The Labor Market’s Not Strong, The Fed’s Completely Wrong
The chart below tells you why the Fed and its Wall Street megaphones can’t figure out what is actually happening to the US economy; and, also, why the White House is hopelessly out to lunch in its claims that Bidenomics has been a roaring success.
To paraphrase the Captain in Cool Hand Luke, what we’ve got here is failure to calculate. That is, the US economy has been radically tortured and twisted by the pandemic era lockdowns and stimmies. So normal economic activity that was disrupted and deferred during the worst lockdown quarters of 2020-2021 has now re-emerged in 2022-2024.
At the same time, the $10 trillion worth of fiscal and monetary stimmies which were force-fed into the US economy during 2020-2021 could not be immediately absorbed by the reduced level of main street activity back then. So they were essentially stock-piled in a huge, unprecedented build-up of household cash balances.
The purple line in the chart below shows total household cash balances (currency, bank deposits and money market funds) relative to GDP. During the decade or so before March 2020 that ratio stood at about +/-59%. But it then soared to 77.4% during Q2 2020 when nominal GDP contracted by 34% owing to the Lockdowns, even as Washington pumped $2.2 trillion of cash into the economy via the CARES act.
In dollar terms, household cash balances (dashed black line) went from a normal $13.4 trillion in Q4 2019 to a peak of $18.3 trillion in Q1 2022, by which time the entire $6.5 trillion of fiscal stimmies had been largely distributed to the main street economy. Yet had the historic ratio of 59% been in place in Q1 2022, the level of household cash balances would have been about $14.8 trillion, meaning, in turn, that households were sitting on about $3.5 trillion of extra-normal cash balances.

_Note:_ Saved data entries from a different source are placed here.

PR #25873, opened 2026-05-27
[pip][ml] PIP-480: Add `readEntries` method to ManagedLedger

dao-jun:
### Motivation

Provide a cursorless read path for downstream projects like KoP.

A caller should be able to pass a `Position` and a maximum entry count, and get the entries that are readable now.
The call must not open a `ManagedCursor`, update cursor metadata, or change acknowledgement state.
The downstream protocol remains responsible for its own offsets.

### Verifying this change

*(or)*

*(or)*

*(example:)*

- [ ] The public API
- [ ] The schema
- [ ] The threading model
- [ ] The binary protocol
- [ ] The REST endpoints
- [ ] The admin CLI options
- [ ] The metrics


pip/pip-480.md
```diff
@@ -0,0 +1,135 @@
...
+ * <p>The start position is inclusive when it points to an existing entry. If it points to a non-existing entry,
+ * the read starts from the next valid entry in ledger order. {@link PositionFactory#EARLIEST} starts from the first
+ * available entry, while {@link PositionFactory#LATEST} starts from the position after the current last confirmed
+ * entry. This method does not wait for future writes and will complete with fewer entries, or an empty list, when
+ * there are not enough currently readable entries.
+ *
+ * <p>The returned entries are raw ledger entries and are not filtered by any cursor acknowledgement state. Callers
+ * are responsible for releasing returned entries.
+ */
+CompletableFuture<List<Entry>> asyncReadEntries(Position startPosition, int numberOfEntries);
```
void-ptr974: Could we also define the maxSize semantics here, especially how it interacts with numberOfEntries?

dao-jun: I thought about this, but later I realized that in Pulsar, how many Entries to read from ML is calculated in the upper layer. Therefore, in order to maintain synchronization, this variable was not added

pip/pip-480.md
```diff
@@ -0,0 +1,153 @@
...
+
+* It uses `startReadOperationOnLedger` to move a read from a deleted empty ledger to the next available ledger.
+* It uses the managed-ledger `lastConfirmedEntry` as the upper visibility bound for the current ledger.
+* It uses the BookKeeper `lastAddConfirmed` value for closed ledgers.
+* The per-entry position check treats `maxPosition` as inclusive: a read position equal to `maxPosition` is
+  allowed; a read position strictly after `maxPosition` stops the operation. This constraint overrides any
+  ledger-level upper bound — an explicit `maxPosition` before `lastConfirmedEntry` ends the read early.
+* It reads at most the remaining requested count from each ledger.
+* It completes immediately when it reaches the current ledger end. It does not wait for future writes.
+* If a later ledger read fails after some entries have already been collected, the operation completes with the partial
```
nodece, line 124: Could we clarify the failure semantics?

If a ledger read fails after some entries have been collected, should the future complete exceptionally rather than return a partial result? Otherwise, the caller cannot distinguish a partial result from a normal end-of-read.

Also, on a read failure, do we stop the operation or skip the failed ledger and continue reading?

dao-jun: 1.  return partial
2. stop operation

dao-jun: No need to clarify the failure semantics here, it will in the impl PR

nodece: Returning a partial result seems to hide the read failure from the caller. Since the API returns `CompletableFuture<List<Entry>>`, how can the caller distinguish a partial result caused by a ledger read failure from a normal completion that simply reaches the end of available entries?

dao-jun: @nodece 
This is a common pattern in Pulsar.
You can see OpReadEntry.java
image

BatchedReadEntryProcessor in Bookkeeper
image


IO is expensive for Pulsar, so we better not waste it.

nodece: Got.

pip/pip-480.md
```diff
@@ -0,0 +1,153 @@
...
+`ManagedCursor` abstraction. If KoP opens a cursor only to fetch entries, it creates extra managed-ledger metadata and
+then has to keep the cursor lifecycle aligned with Kafka offsets.
+
+`ManagedLedger` already exposes `asyncReadEntry(Position, ...)` for reading a single entry by position, but it does not
+provide a batch read primitive for this use case. Callers have to repeat the ledger traversal logic themselves: validate
+the start position, cross ledger boundaries, skip empty ledgers, and stop at the current last confirmed entry.
+
+# Motivation
+
+Provide a cursorless read path for downstream projects like KoP.
```
lhotari, line 20: There's currently a reason to have a cursor. For example, a cursor will prevent trimming while the cursor is active. Another important reason for the cursor is the managed ledger cache (a.k.a "broker cache"). 

It is possible to implement the ManagedLedger internally in a way where an external cursor wouldn't be required and it would be handled internally. However, that breaks the original abstraction which ManagedLedger & ManagedCursor provide.

> If KoP opens a cursor only to fetch entries, it creates extra managed-ledger metadata and
then has to keep the cursor lifecycle aligned with Kafka offsets.

For non-durable cursors "extra metadata" is cheap and only in memory. Does KoP use non-durable cursors?

> `ManagedLedger` already exposes `asyncReadEntry(Position, ...)` for reading a single entry by position, but it does not provide a batch read primitive for this use case.

From an abstraction perspective, this is a mistake and already breaks the abstract. I added the `asyncReadEntry` to `ManagedLedger` interface in #23311 since Pulsar already depended directly on `ManagedLedgerImpl` having this method. (#23311 was about having the possibility to implement a 3rd party `ManagedLedger` implementation such as SN Ursa). However, making the abstraction worse isn't a great approach.

For the batch read, there's also another problem that this introduces when there's no "waiting mode". Without a waiting mode, there would be unnecessary polling when cursors are consuming the tail. 
One of the existing problems in the ManagedCursor API is that there's no streaming API. It would be more useful to start a "reactive" streaming read with a possibility to cancel. I believe that such an API would be useful for batching reads. With a batching read, there could be a batch deadline when the cursor is in tailing mode. This would resolve unnecessary tight loops with tailing reads.
This challenge exists also for moving to batch reads from bookkeeper for Pulsar. Instead of waiting for the requested number of entries, the read from ManagedCursor should support returning less entries when no more are available. 

These were the thoughts based on some previous experiences of the bookkeeper batch read and integrating it efficiently to Pulsar. I didn't check all details. 

In summary: I believe that the correct path would be to ensure that the ManagedLedger abstraction is involved in a reasonable direction.
One possible solution would be to have a separate interface for random reads which could be created by calling a method in ManagedLedger. We could also migrate the existing `asyncReadEntry` entry to that and also add a similar batch read method as long as the details about deadlines for batching of tailing reads is addressed so that the usage doesn't result in inefficiencies.
Could you revisit the proposal in that direction? (a separate random reads interface, which also documents the abstraction and the various requirements for implementations if such exist (for example related to retention/trimming while a read is performed))

lhotari (changes requested):

pip/pip-480.md
lhotari: For Pulsar 5.0, it would be fine to break ManagedLedger in this aspect since there aren't many external implementors. 

If there's objections about breaking it, a default random read implementation could delegate to existing asyncReadEntry. For the Pulsar ManagedLedgerImpl, the implementation would be moved and there could be a delegation from asyncReadEntry to "random read"'s asyncReadEntry. This solution would be possible for backporting. I'd prefer skipping this for Pulsar 5.0 so that we could clean up the abstraction for this part.

dao-jun: @lhotari 

KoP's read path uses non-durable ManagedCursor only because ManagedLedger lacks a positional batch-read API. Every fetch pops a per-offset cursor from a cache, calls asyncReadEntries, then immediately fires asyncMarkDelete to undo the cursor's own backlog-holding side effect. 
Cursors are keyed by Kafka offset, churned through three concurrent maps, with explicit handling for races ("A race - same cursor already cached").

> For the batch read, there's also another problem that this introduces when there's no "waiting mode". Without a waiting mode, there would be unnecessary polling when cursors are consuming the tail.

KoP has its own `DelayedFetchPurgatory` which is as same as Kafka, `waiting mode` handled by it.

> There's currently a reason to have a cursor. For example, a cursor will prevent trimming while the cursor is active.

For this part, a NonDurableCursor does not prevent the ManagedLedger from being trimmed; only a DurableCursor does. KoP never creates DurableCursors — its data cleanup follows the same approach as Kafka. 

In summary: for KoP, it only needs a method to read entries from ManagedLedger, cursor is unnecessary.

> One of the existing problems in the ManagedCursor API is that there's no streaming API. It would be more useful to start a "reactive" streaming read with a possibility to cancel. I believe that such an API would be useful for batching reads

I fully agree with this part, but at this stage, I don't get ready to do it. It should be a further improvement, maybe I can do it when I available.

I wish the PIP can be approved, after solving our current problems, we can explore long-term development.

Thanks!

void-ptr974:
I looked a bit more at the KoP read path and wanted to share a possible direction for discussion, without trying to take over the proposal.

My current understanding is that KoP uses `ManagedCursor` mainly as a positional batch-read mechanism rather than for cursor-owned consumption progress. It maps Kafka offsets to ManagedLedger positions, creates non-durable cursors to read with `maxEntries` and `maxBytes`, and then mark-deletes the temporary cursor to avoid backlog side effects. KoP also already has its own delayed fetch mechanism for tail reads.

So I wonder whether PIP-480 could be framed as a general cursorless positional reader, as an alternative to extending `ManagedLedger` directly with another read method.

The split could be:

- `ManagedCursor` remains for subscription-style consumption: ack state, mark-delete, backlog, retention interaction, cursor lifecycle, and read-or-wait.
- A positional reader would be for callers that own progress externally and only need currently readable raw entries by position.

The reader would still preserve the important capabilities needed by KoP and similar callers:

- caller-provided start position
- non-waiting read of currently readable entries
- `maxEntries` limit
- `maxSizeBytes` limit
- optional upper bound such as `maxPosition`
- cross-ledger reads
- raw `Entry` return, with caller-owned release

The main advantage is that these semantics get a dedicated home. `ManagedLedger` would only need a small factory-style method to create the reader, while `ManagedCursor` can keep its current behavior in v1.

Implementation-wise, this can stay close to the current PR by reusing `ManagedLedgerImpl` internals such as ledger-handle lookup, `lastConfirmedEntry` visibility, entry cache reads, read timeout handling, and cross-ledger traversal. The new operation would simply stay detached from cursor state, so it would not update mark-delete, backlog, waiting cursors, or cursor metadata.

This also keeps the implementation scope controlled: dispatcher and cursor behavior do not need to change for v1, and future additions such as deadline, cancellation, streaming, or richer result reasons can evolve on the reader interface without further expanding `ManagedLedger` itself.

One API question worth discussing early is whether the result should be only `List<Entry>`, or whether it should expose enough information to distinguish normal tail/no-data from an unavailable or trimmed start position.

This would keep the KoP use case covered while also making the abstraction useful for broader Pulsar-side positional reads such as admin/debug reads, read-only inspection, recovery/replay, and scan-style tasks.

dao-jun:
@void-ptr974 
KoP is just a small part, my true intention is https://github.com/apache/pulsar/pull/25891
I will redesign the API change when Im available

pip/pip-480.md
```diff
@@ -0,0 +1,153 @@
...
+
+Protocol handlers such as KoP do not always want that state. Kafka offsets are maintained outside Pulsar's
+`ManagedCursor` abstraction. If KoP opens a cursor only to fetch entries, it creates extra managed-ledger metadata and
+then has to keep the cursor lifecycle aligned with Kafka offsets.
+
+`ManagedLedger` already exposes `asyncReadEntry(Position, ...)` for reading a single entry by position, but it does not
+provide a batch read primitive for this use case. Callers have to repeat the ledger traversal logic themselves: validate
+the start position, cross ledger boundaries, skip empty ledgers, and stop at the current last confirmed entry.
+
+# Motivation
```
lhotari, line 18: **[DESIGN] the stated motivation is no longer the actual driver, and the scope does not cover it**

This section frames the proposal around KoP, but in the conversation you wrote that "KoP is just a small part, my true intention is https://github.com/apache/pulsar/pull/25891".

#25891 adds a `RandomReader` to the Pulsar client — a new public client API plus protocol buffer changes — while this document states "No broker binary protocol changes" ([`pip-480.md:131`](https://github.com/apache/pulsar/blob/25811b468b1970094ef2118f5fa239d138bda844/pip/pip-480.md#L131)). Those two things cannot both be true of the same feature, and a PIP is voted on what it says rather than on what the author intends next.

Either is fine, but the document should pick one:

- broaden PIP-480 to the end-to-end reader (managed-ledger API, protocol command, client API), or
- state explicitly that PIP-480 is only the managed-ledger building block and that the client and protocol surface will be proposed separately.

If it is the second, the ML API shape still has to be justified against both callers, not just KoP. Designing it against a single caller that already has its own offset store and its own `DelayedFetchPurgatory` is exactly how a caller's current convenience ends up baked into a `Stable` interface — a Pulsar client reader has neither of those and will need answers to the waiting and error-signalling questions below.

pip/pip-480.md
```diff
@@ -0,0 +1,153 @@
...
+ * <p>The start position is inclusive when it points to an existing entry. If it points to a non-existing entry,
+ * the read starts from the next valid entry in ledger order. {@link PositionFactory#EARLIEST} starts from the first
+ * available entry, while {@link PositionFactory#LATEST} starts from the position after the current last confirmed
+ * entry. This method does not wait for future writes and will complete with fewer entries, or an empty list, when
+ * there are not enough currently readable entries.
+ *
+ * <p>The returned entries are raw ledger entries and are not filtered by any cursor acknowledgement state. Callers
+ * are responsible for releasing returned entries.
+ */
+CompletableFuture<List<Entry>> asyncReadEntries(Position startPosition, int numberOfEntries, Position maxPosition);
```
lhotari, line 96: **[DESIGN] the read is bounded by entry count but offers no byte-limit parameter**

The existing APIs support optional byte limits alongside the entry count:

- `ManagedCursor.asyncReadEntries(int numberOfEntriesToRead, long maxSizeBytes, ReadEntriesCallback, Object, Position)` — [`ManagedCursor.java:160-170`](https://github.com/apache/pulsar/blob/25811b468b1970094ef2118f5fa239d138bda844/managed-ledger/src/main/java/org/apache/bookkeeper/mledger/ManagedCursor.java#L160-L170)
- `ManagedCursor.applyMaxSizeCap(int maxEntries, long maxSizeBytes)` — [`ManagedCursor.java:925`](https://github.com/apache/pulsar/blob/25811b468b1970094ef2118f5fa239d138bda844/managed-ledger/src/main/java/org/apache/bookkeeper/mledger/ManagedCursor.java#L925)
- `ManagedLedgerUtils.readEntries(ManagedCursor, int numberOfEntriesToRead, long maxBytes, Position maxPosition)` — [`ManagedLedgerUtils.java:67-81`](https://github.com/apache/pulsar/blob/25811b468b1970094ef2118f5fa239d138bda844/managed-ledger/src/main/java/org/apache/bookkeeper/mledger/util/ManagedLedgerUtils.java#L67-L81), which already returns the same `CompletableFuture<List<Entry>>` shape

There are also unbounded overloads ([`ManagedCursor.java:156-157`](https://github.com/apache/pulsar/blob/25811b468b1970094ef2118f5fa239d138bda844/managed-ledger/src/main/java/org/apache/bookkeeper/mledger/ManagedCursor.java#L156-L157), [`ManagedLedgerUtils.java:62-64`](https://github.com/apache/pulsar/blob/25811b468b1970094ef2118f5fa239d138bda844/managed-ledger/src/main/java/org/apache/bookkeeper/mledger/util/ManagedLedgerUtils.java#L62-L64)), and `applyMaxSizeCap` estimates an entry count from the byte budget rather than enforcing a strict byte ceiling ([`ManagedCursorImpl.java:4096-4102`](https://github.com/apache/pulsar/blob/25811b468b1970094ef2118f5fa239d138bda844/managed-ledger/src/main/java/org/apache/bookkeeper/mledger/impl/ManagedCursorImpl.java#L4096-L4102)). The question is why the new API omits the option altogether.

Entry count on its own does not bound memory use: the total bytes depend on entry sizes. The broker also exposes `dispatcherMaxReadSizeBytes` ([`ServiceConfiguration.java:1343-1348`](https://github.com/apache/pulsar/blob/25811b468b1970094ef2118f5fa239d138bda844/pulsar-broker-common/src/main/java/org/apache/pulsar/broker/ServiceConfiguration.java#L1343-L1348)). These entries retain reference-counted buffers until released ([`EntryImpl.java:118-126`](https://github.com/apache/pulsar/blob/25811b468b1970094ef2118f5fa239d138bda844/managed-ledger/src/main/java/org/apache/bookkeeper/mledger/impl/EntryImpl.java#L118-L126), [`EntryImpl.java:272-285`](https://github.com/apache/pulsar/blob/25811b468b1970094ef2118f5fa239d138bda844/managed-ledger/src/main/java/org/apache/bookkeeper/mledger/impl/EntryImpl.java#L272-L285)).

`ManagedLedger` is `@InterfaceStability.Stable` ([`ManagedLedger.java:64-65`](https://github.com/apache/pulsar/blob/25811b468b1970094ef2118f5fa239d138bda844/managed-ledger/src/main/java/org/apache/bookkeeper/mledger/ManagedLedger.java#L64-L65)), which is another reason to put the read contract on `ManagedReader`. I would retain an optional byte limit on `asyncRead`; the builder can still initially expose only `createAsync()`. For the read limit, `long maxSizeBytes` is already a familiar shape — `NO_MAX_SIZE_LIMIT` already exists as an opt-out ([`ManagedLedgerUtils.java:44`](https://github.com/apache/pulsar/blob/25811b468b1970094ef2118f5fa239d138bda844/managed-ledger/src/main/java/org/apache/bookkeeper/mledger/util/ManagedLedgerUtils.java#L44)).

Related, and worth a sentence in the document either way: is the caller responsible for limiting concurrent reads and their combined memory use? A per-call limit alone does not bound the aggregate. The cursor's `readOperationCompleted` bookkeeping coordinates pending reads with mark-delete flushing ([`ManagedCursorImpl.java:3733-3745`](https://github.com/apache/pulsar/blob/25811b468b1970094ef2118f5fa239d138bda844/managed-ledger/src/main/java/org/apache/bookkeeper/mledger/impl/ManagedCursorImpl.java#L3733-L3745)); it is not itself a concurrency limit.

pip/pip-480.md
lhotari, line 124: **[DESIGN] `List<Entry>` collapses three different outcomes that a cursorless caller cannot tell apart**

A short list can mean three different things under this contract, and the caller cannot distinguish them:

1. the read reached the current readable end (normal tail);
2. a later-ledger read failed after some entries were collected, so the batch was truncated and the exception was dropped ([`pip-480.md:124-125`](https://github.com/apache/pulsar/blob/25811b468b1970094ef2118f5fa239d138bda844/pip/pip-480.md#L124-L125));
3. `startPosition` no longer exists and the read silently advanced to the next valid entry ([`pip-480.md:68`](https://github.com/apache/pulsar/blob/25811b468b1970094ef2118f5fa239d138bda844/pip/pip-480.md#L68)).

Case 2 matches the cursor path: `OpReadEntry.internalReadEntriesFailed` returns accumulated entries when the batch is nonempty ([`OpReadEntry.java:137-144`](https://github.com/apache/pulsar/blob/25811b468b1970094ef2118f5fa239d138bda844/managed-ledger/src/main/java/org/apache/bookkeeper/mledger/impl/OpReadEntry.java#L137-L144)). The cursor advances its read position ([`OpReadEntry.java:104-113`](https://github.com/apache/pulsar/blob/25811b468b1970094ef2118f5fa239d138bda844/managed-ledger/src/main/java/org/apache/bookkeeper/mledger/impl/OpReadEntry.java#L104-L113), [`OpReadEntry.java:194-197`](https://github.com/apache/pulsar/blob/25811b468b1970094ef2118f5fa239d138bda844/managed-ledger/src/main/java/org/apache/bookkeeper/mledger/impl/OpReadEntry.java#L194-L197)), whereas a cursorless caller must derive the continuation from the entries. Both paths hide the error on that partial-result call. A subsequent read that fails before collecting any entries does report the error ([`OpReadEntry.java:174-190`](https://github.com/apache/pulsar/blob/25811b468b1970094ef2118f5fa239d138bda844/managed-ledger/src/main/java/org/apache/bookkeeper/mledger/impl/OpReadEntry.java#L174-L190)), but that does not identify the cause of the earlier short read. The contract should explain how callers distinguish an ordinary short read from this partial-error result, or explicitly state that they cannot.

Case 3 is worse for the caller this PIP names. A Kafka consumer asking for an offset that retention has deleted expects `OFFSET_OUT_OF_RANGE`; here it gets a successful read that quietly starts somewhere later, and unless it compares the first returned position against what it asked for, the gap is invisible.

This is the same question @void-ptr974 asked ("whether it should expose enough information to distinguish normal tail/no-data from an unavailable or trimmed start position") and I don't think the document can go to a vote without answering it. Either return a small result type that carries the outcome, or commit in the contract that the caller MUST compare the first returned position against `startPosition` and that a truncating error is deliberately dropped — but say which.

While you're in this area: `PositionFactory.LATEST` as `startPosition` means "after the last confirmed entry" ([`pip-480.md:66`](https://github.com/apache/pulsar/blob/25811b468b1970094ef2118f5fa239d138bda844/pip/pip-480.md#L66)), which combined with "a position after the current last confirmed entry returns an empty list" ([`pip-480.md:69`](https://github.com/apache/pulsar/blob/25811b468b1970094ef2118f5fa239d138bda844/pip/pip-480.md#L69)) makes `asyncReadEntries(LATEST, n)` always return empty. That is defensible, but the same sentinel is interpreted literally as `maxPosition` in the two-argument overload ([`pip-480.md:51-59`](https://github.com/apache/pulsar/blob/25811b468b1970094ef2118f5fa239d138bda844/pip/pip-480.md#L51-L59)), so it means two different things in one signature. Worth stating outright.

pip/pip-480.md
```diff
@@ -0,0 +1,153 @@
...
+* It uses the BookKeeper `lastAddConfirmed` value for closed ledgers.
+* The per-entry position check treats `maxPosition` as inclusive: a read position equal to `maxPosition` is
+  allowed; a read position strictly after `maxPosition` stops the operation. This constraint overrides any
+  ledger-level upper bound — an explicit `maxPosition` before `lastConfirmedEntry` ends the read early.
+* It reads at most the remaining requested count from each ledger.
+* It completes immediately when it reaches the current ledger end. It does not wait for future writes.
+* If a later ledger read fails after some entries have already been collected, the operation completes with the partial
+  result. If no entry has been collected, the operation fails.
+
+Returned `Entry` objects follow the existing managed-ledger ownership model. The caller must release them after use.
```
lhotari, line 127: **[DESIGN] cancellation and abandoned-result ownership need an explicit contract**

"The caller must release them after use" ([`pip-480.md:93-94`](https://github.com/apache/pulsar/blob/25811b468b1970094ef2118f5fa239d138bda844/pip/pip-480.md#L93-L94)) covers the normal success path. It does not explain who owns entries if the caller cancels or abandons the future while a bookie read is outstanding, or if a terminal failure prevents delivery of entries already collected.

These entries use reference-counted buffers ([`EntryImpl.java:118-126`](https://github.com/apache/pulsar/blob/25811b468b1970094ef2118f5fa239d138bda844/managed-ledger/src/main/java/org/apache/bookkeeper/mledger/impl/EntryImpl.java#L118-L126), [`EntryImpl.java:272-285`](https://github.com/apache/pulsar/blob/25811b468b1970094ef2118f5fa239d138bda844/managed-ledger/src/main/java/org/apache/bookkeeper/mledger/impl/EntryImpl.java#L272-L285)), so a result that nobody releases can leak. `ManagedCursor.cancelPendingReadRequest` is a narrower precedent: its contract and implementation cancel a scheduled read-or-wait request ([`ManagedCursor.java:333-339`](https://github.com/apache/pulsar/blob/25811b468b1970094ef2118f5fa239d138bda844/managed-ledger/src/main/java/org/apache/bookkeeper/mledger/ManagedCursor.java#L333-L339), [`ManagedCursorImpl.java:1214-1226`](https://github.com/apache/pulsar/blob/25811b468b1970094ef2118f5fa239d138bda844/managed-ledger/src/main/java/org/apache/bookkeeper/mledger/impl/ManagedCursorImpl.java#L1214-L1226)). It does not establish cancellation of an outstanding bookie read or cleanup of this proposed future's partial results.

The PIP already says a later-ledger read failure returns the partial list ([`pip-480.md:124-125`](https://github.com/apache/pulsar/blob/25811b468b1970094ef2118f5fa239d138bda844/pip/pip-480.md#L124-L125)); those entries still belong to the recipient. Please also define what happens if cancellation prevents delivery, or if some other exceptional completion occurs after collection. Does cancellation stop the underlying work, and who releases entries that arrive after it?

A deadline or cancellation hook could make the lifecycle clearer. If cancellation is deliberately unsupported, the contract should say so and require the caller to arrange eventual release even after its request has timed out.

The closeable `ManagedReader` handle I propose gives this lifecycle an explicit owner: API consumers must close it when finished. Please define how `close()` interacts with outstanding reads and entries arriving afterwards, and distinguish closing the handle from releasing entries already delivered to the caller.

pip/pip-480.md
```diff
@@ -0,0 +1,153 @@
...
+
+* `startPosition == null`
+* `numberOfEntries <= 0`
+* `maxPosition == null`
+
+If the managed ledger is fenced or closed, the returned future fails with `ManagedLedgerFencedException`.
+
+### Read semantics
+
+The implementation adds an internal `OpReadEntries` operation with the following behavior:
```
lhotari, line 114: **[DESIGN] the proposed internal op forks ledger traversal from `OpReadEntry`, which your own open PR is concurrently reworking**

The behaviours listed under this heading overlap existing code: `OpReadEntry` normalizes the initial position ([`OpReadEntry.java:60-79`](https://github.com/apache/pulsar/blob/25811b468b1970094ef2118f5fa239d138bda844/managed-ledger/src/main/java/org/apache/bookkeeper/mledger/impl/OpReadEntry.java#L60-L79)) and continues across ledgers in `checkReadCompletion` ([`OpReadEntry.java:199-215`](https://github.com/apache/pulsar/blob/25811b468b1970094ef2118f5fa239d138bda844/managed-ledger/src/main/java/org/apache/bookkeeper/mledger/impl/OpReadEntry.java#L199-L215)). The helper `ManagedLedgerImpl.startReadOperationOnLedger` advances past a missing ledger ([`ManagedLedgerImpl.java:2680-2688`](https://github.com/apache/pulsar/blob/25811b468b1970094ef2118f5fa239d138bda844/managed-ledger/src/main/java/org/apache/bookkeeper/mledger/impl/ManagedLedgerImpl.java#L2680-L2688)), and the read path caps current-ledger visibility at the managed ledger's confirmed entry, uses BookKeeper LAC for older ledgers, and applies `maxPosition` ([`ManagedLedgerImpl.java:2343-2357`](https://github.com/apache/pulsar/blob/25811b468b1970094ef2118f5fa239d138bda844/managed-ledger/src/main/java/org/apache/bookkeeper/mledger/impl/ManagedLedgerImpl.java#L2343-L2357)). These are the traversal and visibility rules the proposed operation needs to share or reproduce.

Meanwhile #22560 (yours, still open, last touched 2026-07-27) is restructuring exactly that machinery — its diff touches `OpReadEntry.java`, `ManagedLedgerImpl.java`, `PositionFactory.java` and `MutablePositionImpl.java` to coalesce skip-split read ranges.

Two independent implementations of managed-ledger traversal, landing in the same release, is a maintenance cost we will pay for years, and it is the kind of thing a PIP is the right place to decide. The document should say whether `OpReadEntries` shares `OpReadEntry`'s traversal (with the cursor interaction factored out) or deliberately forks it, and why. If the answer is "share it", the ordering against #22560 is worth a line too.

pip/pip-480.md
```diff
@@ -0,0 +1,153 @@
...
+### Metadata format
+
+No metadata format changes.
+
+# Backward & Forward Compatibility
+
+This change is backward compatible for persisted data, BookKeeper ledgers, managed-ledger metadata, and Pulsar network
+protocols.
+
+`ManagedLedger` is a limited-private internal API. Implementations outside `ManagedLedgerImpl` must add an implementation
```
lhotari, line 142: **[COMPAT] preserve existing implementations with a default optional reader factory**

This $3.5 trillion cash hoard has functioned as a counterweight to the Fed’s monetary braking action since March 2022. What has happened is that the earning power of those cash balances has soared as overnight rates went from 25 basis points to 525 basis points, even as households have been slightly reducing their extraordinary cash balances.
Nevertheless, by Q4 2023 household cash balances stood at $18.0 trillion, which was still far above normal levels. Again, at the 59% historic ratio the household cash balance in Q4 2023 would have been about $16.5 trillion, meaning that the size of the cash hoard was still $1.5 trillion larger than normal.
In effect, households have kept on keeping on when it comes to consumption spending because these huge, extraordinary cash cushions have bolstered confidence, even as the Fed has attempted to cool-down economic activity. This huge cash cushion essentially represents a form of delayed “stimulus”, which was sequestered during the disruption of the pandemic era and is now replacing what would have otherwise been an increase in the household savings rate and corresponding reduction in current consumption spending.
Then again, upwards of 60% of this extraordinary household cash hoard has now been liquidated, as the excess balances have dropped from $3.5 trillion to $1.5 trillion. And as this cash cushion gets ever thinner in the months and quarters ahead, consumer psychology is likely to get more cautious, causing the measured savings rate to rebound.